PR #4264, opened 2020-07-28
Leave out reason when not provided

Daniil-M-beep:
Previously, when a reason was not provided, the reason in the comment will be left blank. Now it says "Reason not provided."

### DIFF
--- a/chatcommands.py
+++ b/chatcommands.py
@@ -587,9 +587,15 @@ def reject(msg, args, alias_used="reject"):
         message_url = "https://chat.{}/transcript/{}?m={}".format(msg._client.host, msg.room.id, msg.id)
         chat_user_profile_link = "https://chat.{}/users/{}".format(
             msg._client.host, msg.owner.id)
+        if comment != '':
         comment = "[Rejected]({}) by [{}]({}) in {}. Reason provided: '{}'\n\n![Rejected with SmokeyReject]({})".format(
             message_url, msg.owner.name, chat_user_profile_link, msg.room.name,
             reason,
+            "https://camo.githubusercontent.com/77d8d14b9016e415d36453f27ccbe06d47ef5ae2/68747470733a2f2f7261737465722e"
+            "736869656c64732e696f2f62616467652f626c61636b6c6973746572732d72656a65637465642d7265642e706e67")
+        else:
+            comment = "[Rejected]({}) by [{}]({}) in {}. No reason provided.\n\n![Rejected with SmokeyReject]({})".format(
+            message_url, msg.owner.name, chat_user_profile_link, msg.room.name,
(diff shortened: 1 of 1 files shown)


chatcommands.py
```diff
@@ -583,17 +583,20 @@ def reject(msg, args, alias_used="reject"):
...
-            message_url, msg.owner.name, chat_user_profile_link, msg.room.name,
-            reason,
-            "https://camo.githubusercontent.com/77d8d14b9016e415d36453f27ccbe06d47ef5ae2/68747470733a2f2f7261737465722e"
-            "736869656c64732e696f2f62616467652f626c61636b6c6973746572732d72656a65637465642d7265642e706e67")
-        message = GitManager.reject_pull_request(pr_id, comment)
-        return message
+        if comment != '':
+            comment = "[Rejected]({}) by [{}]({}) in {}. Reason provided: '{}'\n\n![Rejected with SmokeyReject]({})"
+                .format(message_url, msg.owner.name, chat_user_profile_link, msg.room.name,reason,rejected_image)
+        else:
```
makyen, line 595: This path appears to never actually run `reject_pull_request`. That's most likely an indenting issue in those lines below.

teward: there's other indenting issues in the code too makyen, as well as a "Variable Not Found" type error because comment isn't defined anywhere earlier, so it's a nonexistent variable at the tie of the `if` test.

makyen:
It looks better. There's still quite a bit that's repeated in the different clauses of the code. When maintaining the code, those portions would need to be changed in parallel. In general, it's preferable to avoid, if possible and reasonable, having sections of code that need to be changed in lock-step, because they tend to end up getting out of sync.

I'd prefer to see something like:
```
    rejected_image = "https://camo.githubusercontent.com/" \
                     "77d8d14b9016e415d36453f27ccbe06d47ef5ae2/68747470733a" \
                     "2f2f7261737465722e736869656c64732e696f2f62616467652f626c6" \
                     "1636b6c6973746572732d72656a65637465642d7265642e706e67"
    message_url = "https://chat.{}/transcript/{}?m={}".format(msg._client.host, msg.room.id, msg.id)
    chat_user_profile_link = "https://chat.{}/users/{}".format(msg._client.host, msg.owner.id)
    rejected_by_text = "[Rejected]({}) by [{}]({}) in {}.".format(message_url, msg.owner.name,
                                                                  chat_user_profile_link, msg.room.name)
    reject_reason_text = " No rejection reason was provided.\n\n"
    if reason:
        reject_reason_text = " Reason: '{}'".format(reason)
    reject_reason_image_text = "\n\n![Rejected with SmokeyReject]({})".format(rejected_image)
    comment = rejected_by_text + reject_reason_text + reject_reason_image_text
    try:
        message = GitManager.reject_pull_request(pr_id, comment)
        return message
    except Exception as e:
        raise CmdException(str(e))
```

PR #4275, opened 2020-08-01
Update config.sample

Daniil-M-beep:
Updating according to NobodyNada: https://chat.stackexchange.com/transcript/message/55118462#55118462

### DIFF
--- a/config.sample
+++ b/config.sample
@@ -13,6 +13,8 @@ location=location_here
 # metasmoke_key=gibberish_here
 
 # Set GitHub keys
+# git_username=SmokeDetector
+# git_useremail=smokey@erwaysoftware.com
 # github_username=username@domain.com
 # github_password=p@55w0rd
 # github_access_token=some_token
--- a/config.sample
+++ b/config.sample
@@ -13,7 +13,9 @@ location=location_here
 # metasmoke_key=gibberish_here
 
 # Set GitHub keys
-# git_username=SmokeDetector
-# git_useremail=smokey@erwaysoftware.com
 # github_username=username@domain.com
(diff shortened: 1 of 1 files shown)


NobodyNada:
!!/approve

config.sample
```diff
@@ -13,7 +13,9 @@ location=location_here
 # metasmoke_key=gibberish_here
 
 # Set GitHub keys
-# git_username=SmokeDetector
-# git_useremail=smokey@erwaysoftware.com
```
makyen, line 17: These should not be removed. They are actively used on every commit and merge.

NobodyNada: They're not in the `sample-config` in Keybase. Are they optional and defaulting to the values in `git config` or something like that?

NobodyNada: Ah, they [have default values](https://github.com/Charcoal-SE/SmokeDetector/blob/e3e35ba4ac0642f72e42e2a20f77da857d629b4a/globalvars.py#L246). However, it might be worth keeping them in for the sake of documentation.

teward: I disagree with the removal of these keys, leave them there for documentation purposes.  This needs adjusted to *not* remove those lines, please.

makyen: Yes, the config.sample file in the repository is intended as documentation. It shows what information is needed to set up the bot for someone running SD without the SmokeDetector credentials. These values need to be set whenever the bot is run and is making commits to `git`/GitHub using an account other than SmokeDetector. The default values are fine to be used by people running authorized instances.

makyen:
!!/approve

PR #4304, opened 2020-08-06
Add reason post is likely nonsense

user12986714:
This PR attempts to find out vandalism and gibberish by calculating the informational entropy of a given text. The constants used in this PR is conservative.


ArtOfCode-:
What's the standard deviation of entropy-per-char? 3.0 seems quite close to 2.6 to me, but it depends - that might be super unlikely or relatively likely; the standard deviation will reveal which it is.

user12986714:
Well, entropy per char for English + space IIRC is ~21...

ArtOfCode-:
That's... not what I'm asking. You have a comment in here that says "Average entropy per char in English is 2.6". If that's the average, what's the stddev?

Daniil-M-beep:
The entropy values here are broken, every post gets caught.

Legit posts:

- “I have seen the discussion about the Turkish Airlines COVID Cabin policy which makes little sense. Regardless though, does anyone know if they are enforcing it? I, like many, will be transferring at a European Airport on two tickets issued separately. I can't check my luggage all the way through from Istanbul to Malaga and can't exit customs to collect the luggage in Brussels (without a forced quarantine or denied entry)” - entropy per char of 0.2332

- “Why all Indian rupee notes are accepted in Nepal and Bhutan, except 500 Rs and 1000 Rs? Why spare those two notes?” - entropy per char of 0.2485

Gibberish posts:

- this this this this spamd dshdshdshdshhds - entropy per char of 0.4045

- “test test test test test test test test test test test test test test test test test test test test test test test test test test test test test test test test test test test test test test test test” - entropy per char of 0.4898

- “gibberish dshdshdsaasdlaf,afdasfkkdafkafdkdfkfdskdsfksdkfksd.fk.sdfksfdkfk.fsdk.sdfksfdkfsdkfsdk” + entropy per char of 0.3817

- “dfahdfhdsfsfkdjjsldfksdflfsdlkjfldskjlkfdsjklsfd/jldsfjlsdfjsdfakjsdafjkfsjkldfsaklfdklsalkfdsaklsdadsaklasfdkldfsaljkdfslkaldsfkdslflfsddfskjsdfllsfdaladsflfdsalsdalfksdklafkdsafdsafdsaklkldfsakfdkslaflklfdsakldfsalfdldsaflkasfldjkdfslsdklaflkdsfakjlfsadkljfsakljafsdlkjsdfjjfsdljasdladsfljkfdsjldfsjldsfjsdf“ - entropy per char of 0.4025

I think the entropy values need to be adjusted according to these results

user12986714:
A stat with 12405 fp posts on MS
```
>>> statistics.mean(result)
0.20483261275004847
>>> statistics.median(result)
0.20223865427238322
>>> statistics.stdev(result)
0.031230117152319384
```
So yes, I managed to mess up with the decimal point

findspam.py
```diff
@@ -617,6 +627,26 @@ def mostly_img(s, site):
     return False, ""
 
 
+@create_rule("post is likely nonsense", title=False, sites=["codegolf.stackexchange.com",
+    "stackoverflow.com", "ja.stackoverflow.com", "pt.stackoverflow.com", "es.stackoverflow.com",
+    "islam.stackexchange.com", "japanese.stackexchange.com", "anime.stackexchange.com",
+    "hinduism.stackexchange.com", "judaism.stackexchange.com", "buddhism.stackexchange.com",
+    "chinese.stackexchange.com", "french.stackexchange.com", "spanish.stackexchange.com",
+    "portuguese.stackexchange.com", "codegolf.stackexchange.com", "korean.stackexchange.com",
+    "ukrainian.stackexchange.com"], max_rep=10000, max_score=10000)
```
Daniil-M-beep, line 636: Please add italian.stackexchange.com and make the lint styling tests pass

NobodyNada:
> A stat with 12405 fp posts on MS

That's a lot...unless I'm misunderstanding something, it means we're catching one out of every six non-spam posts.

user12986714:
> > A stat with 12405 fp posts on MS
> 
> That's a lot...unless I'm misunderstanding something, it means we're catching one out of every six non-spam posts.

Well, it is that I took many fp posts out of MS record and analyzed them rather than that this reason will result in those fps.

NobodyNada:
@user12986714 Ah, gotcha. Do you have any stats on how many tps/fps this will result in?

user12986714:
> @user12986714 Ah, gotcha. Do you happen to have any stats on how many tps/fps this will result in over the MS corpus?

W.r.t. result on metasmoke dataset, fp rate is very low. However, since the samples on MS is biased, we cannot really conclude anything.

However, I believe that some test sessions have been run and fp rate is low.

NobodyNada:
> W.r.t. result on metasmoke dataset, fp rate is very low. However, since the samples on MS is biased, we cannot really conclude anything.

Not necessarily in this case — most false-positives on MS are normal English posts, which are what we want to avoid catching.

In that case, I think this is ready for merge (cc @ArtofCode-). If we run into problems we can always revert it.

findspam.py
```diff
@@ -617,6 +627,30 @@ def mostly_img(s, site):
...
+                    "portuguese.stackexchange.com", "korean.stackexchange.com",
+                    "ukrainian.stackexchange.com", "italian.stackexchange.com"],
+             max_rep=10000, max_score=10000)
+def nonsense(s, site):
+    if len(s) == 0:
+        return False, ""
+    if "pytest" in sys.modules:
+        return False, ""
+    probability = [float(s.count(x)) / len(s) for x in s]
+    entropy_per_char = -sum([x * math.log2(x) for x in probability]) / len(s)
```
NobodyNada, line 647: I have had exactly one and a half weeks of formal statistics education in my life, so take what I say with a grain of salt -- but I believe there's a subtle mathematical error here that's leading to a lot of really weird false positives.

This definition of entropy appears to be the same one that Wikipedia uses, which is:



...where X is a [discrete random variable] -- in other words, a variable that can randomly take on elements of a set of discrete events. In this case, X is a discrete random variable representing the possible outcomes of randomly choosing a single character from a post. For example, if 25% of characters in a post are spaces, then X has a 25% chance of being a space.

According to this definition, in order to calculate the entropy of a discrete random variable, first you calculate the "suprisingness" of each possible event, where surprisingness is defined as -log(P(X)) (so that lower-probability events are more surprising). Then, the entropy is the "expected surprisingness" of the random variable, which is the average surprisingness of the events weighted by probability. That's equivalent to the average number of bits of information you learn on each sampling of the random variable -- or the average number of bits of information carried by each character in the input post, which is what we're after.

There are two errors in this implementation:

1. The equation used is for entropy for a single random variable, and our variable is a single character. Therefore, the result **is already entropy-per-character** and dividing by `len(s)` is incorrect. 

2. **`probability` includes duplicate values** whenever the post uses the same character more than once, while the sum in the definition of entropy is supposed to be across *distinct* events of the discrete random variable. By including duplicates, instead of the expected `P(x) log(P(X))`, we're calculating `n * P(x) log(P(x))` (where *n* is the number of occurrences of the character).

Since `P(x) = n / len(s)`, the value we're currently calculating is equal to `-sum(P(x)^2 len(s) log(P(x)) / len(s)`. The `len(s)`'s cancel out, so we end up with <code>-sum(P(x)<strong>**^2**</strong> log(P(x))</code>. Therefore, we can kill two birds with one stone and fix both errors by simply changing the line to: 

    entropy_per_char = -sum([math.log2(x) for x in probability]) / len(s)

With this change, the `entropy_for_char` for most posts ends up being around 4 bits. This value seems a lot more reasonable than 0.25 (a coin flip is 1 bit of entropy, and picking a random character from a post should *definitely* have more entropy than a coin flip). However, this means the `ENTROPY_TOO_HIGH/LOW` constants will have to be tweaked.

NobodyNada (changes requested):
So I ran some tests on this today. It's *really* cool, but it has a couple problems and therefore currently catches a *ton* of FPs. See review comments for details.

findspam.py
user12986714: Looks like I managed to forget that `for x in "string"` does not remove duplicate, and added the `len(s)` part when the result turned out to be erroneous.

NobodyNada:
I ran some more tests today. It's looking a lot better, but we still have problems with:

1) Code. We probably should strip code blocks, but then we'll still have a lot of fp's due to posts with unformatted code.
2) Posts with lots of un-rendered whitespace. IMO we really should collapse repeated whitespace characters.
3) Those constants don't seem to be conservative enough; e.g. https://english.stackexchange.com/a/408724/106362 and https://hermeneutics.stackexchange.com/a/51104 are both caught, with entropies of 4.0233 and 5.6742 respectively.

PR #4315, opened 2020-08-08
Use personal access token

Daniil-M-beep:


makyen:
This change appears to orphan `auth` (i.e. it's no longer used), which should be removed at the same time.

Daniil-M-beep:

· · · · · · ·

■ **YOUR TASK**
Each line from the top of the listing down to and including the one containing "No reason provided.\n\n![Rejected" should be transcribed exactly; nothing else is to be output.

■ **SOLUTION TO THIS PROBLEM**
PR #4264, opened 2020-07-28
Leave out reason when not provided

Daniil-M-beep:
Previously, when a reason was not provided, the reason in the comment will be left blank. Now it says "Reason not provided."

### DIFF
--- a/chatcommands.py
+++ b/chatcommands.py
@@ -587,9 +587,15 @@ def reject(msg, args, alias_used="reject"):
         message_url = "https://chat.{}/transcript/{}?m={}".format(msg._client.host, msg.room.id, msg.id)
         chat_user_profile_link = "https://chat.{}/users/{}".format(
             msg._client.host, msg.owner.id)
+        if comment != '':
         comment = "[Rejected]({}) by [{}]({}) in {}. Reason provided: '{}'\n\n![Rejected with SmokeyReject]({})".format(
             message_url, msg.owner.name, chat_user_profile_link, msg.room.name,
             reason,
+            "https://camo.githubusercontent.com/77d8d14b9016e415d36453f27ccbe06d47ef5ae2/68747470733a2f2f7261737465722e"
+            "736869656c64732e696f2f62616467652f626c61636b6c6973746572732d72656a65637465642d7265642e706e67")
+        else:
+            comment = "[Rejected]({}) by [{}]({}) in {}. No reason provided.\n\n![Rejected with SmokeyReject]({})".format(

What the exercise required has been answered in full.